A medida seria necessária, escreveu o diretor-geral indicado em abril pelo presidente Jair Bolsonaro, para a “melhor supervisão das investigações”, de modo a evitar “o ajuizamento de medidas” que refletem “tão somente o posicionamento individual de autoridades policiais”, mas que estão “em dissonância da posição institucional da PF”.

Na prática, na visão de investigadores ouvidos pela reportagem, a proposta é uma tentativa de controle e pode dar superpoderes ao diretor-geral, porque todas as investigações de autoridades com foro teriam que ter obrigatoriamente supervisão da cúpula da PF. Além disso, pedidos de medidas cautelares, como buscas, quebras de sigilo e prisões, necessitariam de ciência prévia de Maiurino.

A proposta consta de um memorando produzido pela direção-geral para subsidiar a votação dos ministros no julgamento do recurso da PGR que pede anulação do acordo de delação de Sérgio Cabral. A PF pede aos ministros que analisem a possibilidade de a corporação continuar negociando acordos de delação sabendo que a tal reestruturação resultará em reforço dos “mecanismos de supervisão e orientação institucional”.

O ministro Gilmar Mendes utilizou um trecho do memorando em sua decisão pela anulação do acordo de Cabral. Antes de citar a manifestação de Maiurino, Gilmar diz em seu voto que chamou atenção no caso dos inquéritos com base no acordo de Cabral o fato de o delegado ter poder de enviar pedidos diretamente ao STF, sem passar por um gabinete central, como no MPF.

Nos bastidores, o memorando é defendido por aliados de Maiurino como única forma encontrada de evitar que a discussão sobre a anulação da delação de Cabral resultasse numa mudança de entendimento do STF sobre a possibilidade de a PF fechar acordos de colaboração.

A ideia seria sinalizar que possíveis erros não serão mais cometidos e que haverá controle maior para evitar acordos problemáticos. Mas delegados ouvidos pela reportagem veem a proposta como retaliação aos dois casos recentes que envolveram investigados com foro: o pedido de inquérito contra Toffoli e o pedido de busca e apreensão contra o ministro Ricardo Salles (Meio Ambiente).

Pelo novo modelo, a solicitação de apuração contra Toffoli teria que ter passado por Maiurino, que no passado foi subordinado a Toffoli como chefe da segurança do STF. Hoje a PF centraliza no Sinq (Serviço de Inquéritos Especiais), atrelado à Diretoria de Investigação e Combate ao Crime Organizado, a maioria dos casos que envolvem autoridades com foro.

Mas há também casos conduzidos por delegados lotados nas superintendências estaduais que tramitam no STF. A descentralização, segundo delegados, se dá excepcionalmente por alguns motivos.

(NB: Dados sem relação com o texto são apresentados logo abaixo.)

PR #489, opened 2019-04-29
Add getAccountMode() and getCurrentAccount() to MSAuthService

rpdome:
Introducing 2 more functions to MicrosoftAuthService.
- getAccountMode()
- getCurrentAccount()

Please see [the spec](https://identitydivision.visualstudio.com/IDDP/_git/general-docs/pullrequest/744?_a=files&path=%2FSharedDevice%2FSharedDeviceAndroid.md) for reference.

### DIFF
--- a/common/src/main/aidl/com/microsoft/identity/client/IMicrosoftAuthService.aidl
+++ b/common/src/main/aidl/com/microsoft/identity/client/IMicrosoftAuthService.aidl
@@ -32,7 +32,11 @@ interface IMicrosoftAuthService {
 
     Bundle hello(in Bundle bundle);
 
+    Bundle getAccountMode();
+
     Bundle getAccounts(in Bundle bundle);
+
+    Bundle getCurrentAccount();
 
     Bundle acquireTokenSilently(in Bundle requestBundle);
 
--- a/common/src/main/java/com/microsoft/identity/common/adal/internal/AuthenticationConstants.java
+++ b/common/src/main/java/com/microsoft/identity/common/adal/internal/AuthenticationConstants.java
@@ -1022,20 +1022,20 @@ public final class AuthenticationConstants {
          * String to return the broker account mode.
          * This is used to determine what PublicClientApplication MSAL will return to its caller.
          */
-        public static final String BROKER_ACCOUNT_MODE = "broker.account.mode";
+        public static final String BROKER_ACCOUNT_MODE = "broker_account_mode";
 
         /**
          * Represents MSAL's single account mode.
          * In this mode, there will be only one signed-in account in this device (meaning that other accounts will not be able to acquire token.)
          * See SingleAccountPublicClientApplication for more details.
          */
-        public static final String BROKER_ACCOUNT_MODE_SINGLE_ACCOUNT = "broker.account.mode.single.account";
+        public static final String BROKER_ACCOUNT_MODE_SINGLE_ACCOUNT = "broker_account_mode_single_account";
 
         /**
          * Represents MSAL's multiple account mode.
          * See MultipleAccountPublicClientApplication for more details.
          */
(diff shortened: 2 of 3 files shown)


common/src/main/java/com/microsoft/identity/common/adal/internal/AuthenticationConstants.java
```diff
@@ -1018,6 +1018,25 @@ private AuthenticationConstants() {
          */
         public static final String BROKER_RESULT_V2 = "broker.result.v2";
 
+        /**
+         * String to return the broker account mode.
+         * This is used to determine what PublicClientApplication MSAL will return to its caller.
+         */
+        public static final String BROKER_ACCOUNT_MODE = "broker.account.mode";
```
kreedula: We recently switched to make these broker constant values snake case (changes in release branch). Can we do the same here for all new constants like `broker.account.mode` to `broker_account_mode

common/src/main/java/com/microsoft/identity/common/internal/result/MsalBrokerResultAdapter.java
```diff
@@ -417,4 +419,62 @@ public Bundle bundleFromAccountRecordList(@NonNull final List<AccountRecord> rec
...
+        resultBundle.putString(BROKER_ACCOUNT_MODE, accountMode);
+        return resultBundle;
+    }
+
+    /**
+     * Get Account mode from bundle.
+     * @param bundle Bundle
+     * @return Account mode.
+     */
+    public static String getAccountModeFromBundle(@NonNull final Bundle bundle) {
```
kreedula: Rename to `accountModeFromBundle` for method naming consistency in this class

rpdome:
force pushed as I accidentally add the changes of another PR into this one.

common/src/main/aidl/com/microsoft/identity/client/IMicrosoftAuthService.aidl
```diff
@@ -32,8 +32,12 @@ interface IMicrosoftAuthService {
 
     Bundle hello(in Bundle bundle);
 
+    Bundle getAccountMode();
```
heidijinxujia: Question, who is setting the account mode? Broker or MSAL application?

common/src/main/aidl/com/microsoft/identity/client/IMicrosoftAuthService.aidl
```diff
@@ -32,8 +32,12 @@ interface IMicrosoftAuthService {
...
+
     Bundle getAccounts(in Bundle bundle);
 
+    Bundle getCurrentAccount();
```
heidijinxujia: 1. Should the getCurrentAccount() only be called when the account mode is "single"?
2.  If not, what should it return when multiple accounts exist? 
3. What kind of accounts are returning here? I assume WPJ account only, right?

rpdome: 1. Yes
2. An error bundle.
3. an account that holds BRT. In the shared device mode, there will be only 0 or 1 account that holds BRT, and that account MUST not be the WPJ account. (The WPJ account is used by the admin to bootstrap the WPJ/shared device state only)

common/src/main/aidl/com/microsoft/identity/client/IMicrosoftAuthService.aidl
rpdome: Broker. 

Here's roughly what happens in FLW scenario
1. Admin bootstrap a device with their 'admin' WPJ account through Authenticator app.
2. WPJ flows sends the flag to the server side, the server validates WPJ account's role.
3. If the role matches, the WPJ operation succeeds and the device is marked as shared - therefore a 'mode' is set.
4. MSAL queries this 'mode' to determine which set of Broker functionality it should expose to MSAL application.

O primeiro e mais importante seria manter o investigador que iniciou a apuração quando não havia envolvidos com prerrogativa de foro.

Outro ponto é a falta de estrutura no Sinq, que não tem equipe para conduzir todos os inquéritos que tramitam no STF e no STJ. Um dos casos fora do Sinq é o de Salles, conduzido pela superintendência do Distrito Federal, que solicitou ao STF as buscas em seus endereços.

Maiurino, no documento enviado ao Supremo, diz que essa descentralização e a falta de regras no Sinq possibilitam o “ajuizamento de investigações” e a “propositura de medidas invasivas de produção de provas ou medidas cautelares sem qualquer tipo de supervisão ou orientação institucional”.

Diz que é necessário seguir o modelo de centralização da PGR para que as representações enviadas ao STF “reflitam o efetivo profissionalismo e tecnicidade” da PF e “não posições isoladas de autoridades policiais que, por inexperiência ou desconhecimento, não levam em consideração a devida ponderação entre os interesses coletivos de segurança pública e direitos individuais dos investigados”.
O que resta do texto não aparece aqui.